Надоело быть жертвой? Стань профи по информационной безопасности, получай самую свежую информацию об угрозах и средствах защиты от ведущего российского аналитического центра Anti-Malware.ru:

----------


## Kuzz

*Windows 7 Starter Edition будет иметь верхние аппаратные лимиты*

Исполнительный директор Microsoft Стив Баллмер сообщил, что начальная версия Windows 7 предназначенная для установки на нетбуки, будет иметь свои аппаратные ограничения, поэтому установить новую ОС на настольный ПК или полнофункциональный ноутбук не получится.

Кроме этого, Windows 7 Starter Edition не будет находиться в свободной продаже, ее распространение будет ограничено рядом развивающихся стран, а также компаниями-производителями нетбуков, такими как Asus, Acer, HP и т п. 

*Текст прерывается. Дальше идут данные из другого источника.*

PR #1353, opened 2026-08-10
feat(zig): add zig strings extraction

CX330Blake:
## Summary

- add Zig binary identification using the `ZIG_PROGRESS` runtime string
- add `Language.ZIG` to the supported language identifiers
- add a Zig PE identification test
- document the Zig identification heuristic

## Test data

https://github.com/mandiant/flare-floss-testfiles/pull/28

The test-data PR adds a minimal Zig source file and a Windows x86-64 PE compiled with Zig 0.16.0.

### DIFF
--- a/floss/language/identify.py
+++ b/floss/language/identify.py
@@ -35,6 +35,7 @@ class Language(Enum):
     GO = "go"
     RUST = "rust"
     DOTNET = "dotnet"
+    ZIG = "zig"
     UNKNOWN = "unknown"
     DISABLED = "none"
 
@@ -44,6 +45,11 @@ def identify_language_and_version(sample: Path, static_strings: Iterable[StaticS
     if is_rust:
         logger.info("Rust binary found with version: %s", version)
         return Language.RUST, version
+
+    is_zig, version = get_if_zig_and_version(static_strings)
+    if is_zig:
+        logger.info("Zig binary found")
+        return Language.ZIG, version
 
     # open file as PE for further checks
     try:
@@ -94,6 +100,21 @@ def get_if_rust_and_version(static_strings: Iterable[StaticString]) -> Tuple[boo
             else:
                 logger.debug("hash %s not found in Rust commit hash database", matches["hash"])
                 return True, VERSION_UNKNOWN_OR_NA
+
+    return False, VERSION_UNKNOWN_OR_NA
+
+
+def get_if_zig_and_version(static_strings: Iterable[StaticString]) -> Tuple[bool, str]:
+    """
+    Return whether the binary appears to be compiled with Zig.
+
+    ZIG_PROGRESS is used as a Zig compiler/runtime heuristic, but it does not
+    contain enough information to determine the Zig compiler version.
+    """
+
+    for static_string_obj in static_strings:
+        if "ZIG_PROGRESS" in static_string_obj.string:
+            return True, VERSION_UNKNOWN_OR_NA
 
     return False, VERSION_UNKNOWN_OR_NA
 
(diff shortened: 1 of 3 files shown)


floss/language/identify.py
```diff
@@ -35,6 +35,7 @@ class Language(Enum):
     GO = "go"
     RUST = "rust"
     DOTNET = "dotnet"
+    ZIG = "zig"
```
vee1e, line 39: This branch predates `Language.AUTO` (added on master after your base `98b1fa5`, about 6 weeks old now). Correction to an earlier concern of mine: a 3-way merge keeps both sides, so AUTO survives the merge. Still, please rebase, so this branch builds and tests against the current enum rather than a stale copy without it.

floss/language/identify.py
```diff
@@ -98,6 +104,110 @@ def get_if_rust_and_version(static_strings: Iterable[StaticString]) -> Tuple[boo
...
+    if (
+        ".tls" in sections
+        and tls_directory
+        and tls_directory.VirtualAddress
+        and tls_directory.Size
+    ):
+        score += 4
+        has_structure = True
+
+    if "RtlExitUserProcess" in imports.get("ntdll.dll", set()):
```
vee1e: DLL names are lowercased at line 122, but import names compare exact-case here and in the lock trio below. An oddly-cased import name slips past. Please lowercase both sides of the comparison.

floss/language/identify.py
```diff
@@ -98,6 +104,110 @@ def get_if_rust_and_version(static_strings: Iterable[StaticString]) -> Tuple[boo
...
+        ".rdata",
+        ".buildid",
+        ".data",
+        ".pdata",
+        ".tls",
+        ".reloc",
+    }
+
+    # should be exactly the same as the one of these two
+    if section_names in (legacy_sections, modern_sections):
```
vee1e: Exact set equality here means one extra section voids these 2 points. A real-world Zig binary with `.rsrc` (icons, version info) matches neither bundle and loses the score. Consider subset matching (the binary sections include the bundle) instead of requiring an exact match.

tests/test_language_id.py
```diff
@@ -17,6 +17,8 @@
             VERSION_UNKNOWN_OR_NA,
         ),
         ("data/language/rust/rust-hello/bin/rust-hello.exe", Language.RUST, "1.69.0"),
+        ("data/language/zig/zig-hello/bin/zig-hello.exe", Language.ZIG, VERSION_UNKNOWN_OR_NA),
```
vee1e: Both Zig positives depend on the tests/data pin `702d965`, which fetches from neither the upstream nor the fork testfiles remote, and test-data PR mandiant/flare-floss-testfiles#29 is still open. So these two cases cannot run anywhere yet. Please land the test-data PR first so the true-positive path actually executes before this merges.

floss/language/identify.py
```diff
@@ -98,6 +104,110 @@ def get_if_rust_and_version(static_strings: Iterable[StaticString]) -> Tuple[boo
...
+        score += 2
+        has_structure = True
+
+    mapped_data = b"".join(
```
vee1e: Gluing every section into one blob means a marker split across two neighboring sections can match across the join, crediting bytes that sit nowhere contiguous in the binary. Please test each section bytes separately and OR the hits instead.

CX330Blake: After looking more into it, the runtime markers will only appears in `.rdata` section. I'll update the code for this.

vee1e:
@CX330Blake Is this PR still a work in progress? I noticed that Zig detection and rendering are added, but the main pipeline only invokes language-specific extraction for Go and Rust, so `extract_zig_strings()` is not currently called. Is the pipeline integration intentionally deferred to a follow-up, or should it be included here?

CX330Blake:
Thanks for catching this. This wasn't intentional — I made a mistake while cleaning up the git history, and the pipeline integration for `extract_zig_strings()` was accidentally dropped.

It should be included in this PR. I've already restored the integration and make sure the full Zig extraction path is wired into the main pipeline.

We can also squash the commits once the PR is ready to merge.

Ранее в Microsoft планировали ввести искусственное ограничение на три одновременно запущенных программы в Windows 7 Starter Edition, однако недавно от данного ограничения было решено отказаться.

На данный момент точных данных о том, какие именно лимиты в Windows 7 Starter будут присутствовать нет, однако источники в Microsoft указывают, что ОС не будет устанавливаться на компьютеры, размер дисплея которых превышает 10,2 дюйма, жесткий диск 250 Гб (либо 64-гигабайтный SSD), а процессор должен быть одноядерным и не быстрее 2 гигагерц.

Нет пока и точных цен на Windows 7 Starter Edition, однако большинство аналитиков предсказывают, что новая ОС будет чуть дороже Windows XP Home. 

cybersecurity.ru

----------


## ALEX(XX)

Корпорация Microsoft подтвердила, что пользователи новой ОС Windows 7, релиз которой намечен на 22 октября, смогут использовать свою копию операционной системы без активации в течение 120 дней.
Хотя Microsoft по-прежнему планирует напоминать пользователям о необходимости активировать свою новую операционную систему по истечении первых 30 дней, небольшая команда: slmgr -rearm, набранная в командной строке Windows 7, позволяет три раза сбросить данный счетчик до нулевой отметки.
Все это звучит крайне заманчиво. Непонятно, правда, зачем пользователям, купившим легальную копию ОС Windows 7, откладывать ее активацию на три месяца. Однако данная опция может пригодиться тем энтузиастам, кто скачает бесплатную копию Windows 7, а на изучение всех ее функций 30 дней будет недостаточно.
Кроме того, уже появились шутливые предположения, что возможность продления периода без активации сыграет на руку пиратам. Ведь у пользователей появится возможность каждые три месяца приобретать новые пиратские копии Windows 7, что в целом все равно выгоднее, чем покупать диск с легальной операционной системой.
Источник

uinc.ru

----------


## Зайцев Олег

> Корпорация Microsoft подтвердила, что пользователи новой ОС Windows 7, релиз которой намечен на 22 октября, смогут использовать свою копию операционной системы без активации в течение 120 дней.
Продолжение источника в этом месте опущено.